# Stick It Anchor Pins



## Kick Some Bass (Apr 29, 2010)

Just reading the latest Panhandle Magazine and saw an ad for Stick It Anchor Pins. Has anyone used them? If so, any comments? I see that SOS Marine out of Navarre is listed as a retailer for the product, maybe they can chime in and give us some feedback. Thanks.

KsB


----------



## Sequoiha (Sep 28, 2007)

the stick it pin is just that a pin. I am a dealer for the superstick. come by and take a look at one,, you can also click the link in my signiture to check them out,,,


----------



## Kick Some Bass (Apr 29, 2010)

Is yours an anchor type stick? 

KsB


----------



## 60hertz (Oct 1, 2007)

the Stick-It anchor pins are really, really awesome. Plus, they're about $900 cheaper than a power-pole. A comparable product is the Wang Anchor. Google either for all of the details. A buddy of mine has a 7' Stick-It and it holds his 22' Pathfinder just fine.

The Superstick is more of a push-pole, thingee. It DOES have an sharp anchor point that can be added to it; but, for a stealthy product you really can't go wrong with the Stick-It or Wang Anchor - unless you go power pole.

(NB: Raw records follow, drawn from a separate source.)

PR #2358, opened 2017-05-19
holdingpen: sort & filter by core-related scores

### LINKED ISSUE #2113: holdingpen: sorting by core-guessing relevance is missing
@ksachs reports that it is no longer possible to sort by core guessing.

@ksachs can you detail, the exact specs of the sorting algorithm you were mentioning me?

chris-asl:
* Add sorting by core (desc), non-core (desc), rejected scores (asc).
* Add filtering by decision (core/non-core/rejected).

Closes #2113.

Co-authored-by: George Lignos <glignos93@gmail.com>

### DIFF
--- a/inspirehep/config.py
+++ b/inspirehep/config.py
@@ -1457,6 +1457,7 @@ WORKFLOWS_UI_REST_FACETS = {
             "workflow_name": terms_filter('_workflow.workflow_name'),
             "is-update": terms_filter('_extra_data.is-update'),
             'subject': terms_filter('metadata.inspire_categories.term'),
+            'decision': terms_filter('_extra_data.relevance_prediction.decision'),
         },
         "aggs": {
             "status": {
@@ -1483,6 +1484,12 @@ WORKFLOWS_UI_REST_FACETS = {
                     'size': 20,
                 },
             },
+            'decision': {
+                'terms': {
+                    'field': '_extra_data.relevance_prediction.decision',
+                    'size': 20
+                }
+            }
         }
     }
 }
@@ -1501,6 +1508,32 @@ WORKFLOWS_UI_REST_SORT_OPTIONS = {
             "default_order": 'desc',
             "order": 2,
         },
+        'core': {
+            'title': 'Relevance Prediction (Desc)',
+            'fields': [
+                {
+                    '_extra_data.relevance_prediction.relevance_score': {
+                        'missing': '_last',
+                        'order': 'desc',
+                        'unmapped_type': 'float'
+                    }
+                }
+            ],
+            'order': 3,
+        },
+        'rejected': {
+            'title': 'Relevance Prediction (Asc)',
+            'fields': [
+                {
+                    '_extra_data.relevance_prediction.relevance_score': {
+                        'missing': '_last',
+                        'order': 'asc',
+                        'unmapped_type': 'float'
+                    }
+                }
+            ],
+            'order': 4,
+        }
     },
 }
 
--- a/inspirehep/modules/workflows/mappings/holdingpen/hep.json
+++ b/inspirehep/modules/workflows/mappings/holdingpen/hep.json
@@ -11,6 +11,29 @@
                     "properties": {
                         "is-update": {
                             "type": "boolean"
+                        },
+                        "relevance_prediction": {
+                            "properties": {
+                                "decision": {
+                                    "index": "not_analyzed",
+                                    "type": "string"
+                                },
+                                "scores": {
+                                    "properties": {
+                                        "CORE": {
+                                            "type": "float"
+                                        },
+                                        "Non-CORE": {
+                                            "type": "float"
+                                        },
+                                        "Rejected": {
+                                            "type": "float"
+                                        }
+                                    },
+                                    "type": "object"
+                                }
+                            },
+                            "type": "object"
                         }
                     },
                     "type": "object"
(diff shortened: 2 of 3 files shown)


inspirehep/config.py
```diff
@@ -1452,6 +1452,7 @@ def _(x):
             "workflow_name": terms_filter('_workflow.workflow_name'),
             "is-update": terms_filter('_extra_data.is-update'),
             'subject': terms_filter('metadata.inspire_categories.term'),
+            "decision": terms_filter('_extra_data.relevance_prediction.decision')
```
jacquerie: Nit: add an extra comma to the last element. If you don't do it, when you append again you get a slightly messier diff, where it looks like you deleted the previous line, while all you did was adding the extra comma.

inspirehep/config.py
```diff
@@ -1496,6 +1504,45 @@ def _(x):
             "default_order": 'desc',
             "order": 2,
         },
+        "core": {
+            "title": 'Core (Desc)',
```
jacquerie: Nit: use consistently single or double quotes. Try not to mix them (PEP8).

inspirehep/modules/workflows/mappings/holdingpen/hep.json
```diff
@@ -11,6 +11,29 @@
                     "properties": {
                         "is-update": {
                             "type": "boolean"
+                        },
+                        "relevance_prediction": {
+                            "properties": {
+                                "decision": {
+                                    "type": "string",
+                                    "index": "not_analyzed"
```
jacquerie: Every time you touch a JSON file you should use `scripts/prettify_json`.

inspirehep/config.py
```diff
@@ -1496,6 +1504,45 @@ def _(x):
...
+            "fields": [
+                {
+                    '_extra_data.relevance_prediction.scores.CORE':
+                        {
```
jacquerie: Don't add cognitive load when you don't need to add it. 3 lines above you have a list, and then you indent the objects inside. Here you indent in exactly the same way, but we're not inside of a list!

Small things like this add up. See: https://en.wikipedia.org/wiki/Stroop_effect

inspirehep/config.py
```diff
@@ -1496,6 +1504,45 @@ def _(x):
...
+                            "ignore_unmapped": True,
```
jacquerie: Deprecated long ago, and probably already removed in ES `2.4`: https://www.elastic.co/guide/en/elasticsearch/reference/1.6/search-request-sort.html#_ignoring_unmapped_fields

inspirehep/config.py
```diff
@@ -1496,6 +1504,45 @@ def _(x):
...
+                {
+                    '_extra_data.relevance_prediction.scores.Rejected':
+                        {
+                            "ignore_unmapped": True,
+                            "order": "asc"
+                        }
+                }
+            ],
+            "order": 5,
+        }
```
jacquerie: The problem here is this does not satisfy what the user expects to see. An article like https://arxiv.org/abs/hep-th/9711200, which is hugely core, has a huge CORE score, but also a big (in absolute value) Rejected score. If we implement this feature like this then all hugely core articles will come before all records that were actually rejected...

inspirehep/config.py
```diff
@@ -1478,6 +1479,13 @@ def _(x):
                     'size': 20,
                 },
             },
+            'decision': {
+                'terms': {
+                    'field': '_extra_data.relevance_prediction.decision',
+                    'size': 20
+
```
chris-asl: Nit: extra space.

chris-asl:
We need to change some design and implementation details to actually get sorting by the 3 scores.
What is currently available as data for sorting is: 
```
"scores": {
    "CORE",
    "Non-CORE",
    "Rejected"
}
```
and `relevance_score` which is targeted for sorting ([here](https://github.com/inspirehep/inspire-next/blob/master/inspirehep/modules/workflows/tasks/beard.py#L91))
```
relevance_score := "scores.CORE" + 10, if "decision" == "CORE"
                | "scores.Rejected" - 10, if "decision" == "Rejected"
                | "scores.Non-Core", if "decision" == "Non-CORE"
``` 
This provides a linear metric, like so: 
```
Rejected          Non-Core                Core
|---------------------|---------------------|
```

As you can see, sorting only using this metric, by three values cannot be done.  

Thus, we can sort by `Core` or `Rejected` by using `relevance_score` and introduce another field, e.g. `irrelevance_score`, whose values are: 
```
irrelavance_score := "scores.Non-Core" + 10, if "decision" == "Non-CORE",
                  | 0, otherwise
```

What do you think? @jacquerie @jmartinm

david-caro:
This might be alleviated by being able to filter by decision, so if you want to get the 'non-core' only and sort by relevance, then you use the 'Non-core' facet + sorting with this criteria, and will get you the non-core only sorted by relevance.

Though I'm not sure if that's what we want or not 😬

jmartinm:
As @david-caro says, I think the filter by `decision` plus sorting by relevance will fulfill the needs from https://github.com/inspirehep/inspire-next/issues/2113

```
best records first, i.e.
CORE: descending (the larger the better)
NON-CORE: descending (the larger the better)
Reject: ascending (the smaller the better)
```

jmartinm:
Small thing, can you amend the commit to put (closes #2113) inline. Check `git log` for examples.

And then rebase with latest master branch.

chris-asl:
Done :+1:

jmartinm:
@chris-asl @Glignos if you can rebase it with latest master, ping me and I will merge it

inspirehep/modules/workflows/mappings/holdingpen/hep.json
```diff
@@ -11,6 +11,29 @@
...
+                                        },
+                                        "Non-CORE": {
+                                            "type": "float"
+                                        },
+                                        "Rejected": {
+                                            "type": "float"
+                                        }
+                                    },
+                                    "type": "object"
+                                }
```
jacquerie: You're adding a mapping for this score, but you're sorting on another!

chris-asl: @jacquerie Was going to fix this. I guess you're continuing it at #2406 ?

Of course, if you're REALLY cheap just cut a 45 degree angle in one end of a 6' - 7' piece of PVC pipe. and put a "T" on the other end and put a piece of rope through it. That's what I did and it works great in the soft muddy bottoms in the rivers, but it sucks on a grass bottom like in the sound.


----------



## Kick Some Bass (Apr 29, 2010)

60Htz,

Thanks for the info--just what I was looking for. I went to the Wang site and saw great ideas to possibly create my own before spending too much cash. 

KsB


----------



## Spectre Gunner (Sep 6, 2010)

I made one out of 3/4 inch PVC and it works great. Just put a tee and two caps on one end for a handle.


----------